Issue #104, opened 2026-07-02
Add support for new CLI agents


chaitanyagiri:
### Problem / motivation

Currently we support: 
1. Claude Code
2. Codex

══════════════════════════════

**Work instructions**:
The lines above need to be restated word for word, all of them.

**Result of this task**:
Issue #104, opened 2026-07-02
Add support for new CLI agents


chaitanyagiri:
### Problem / motivation

Currently we support: 
1. Claude Code
2. Codex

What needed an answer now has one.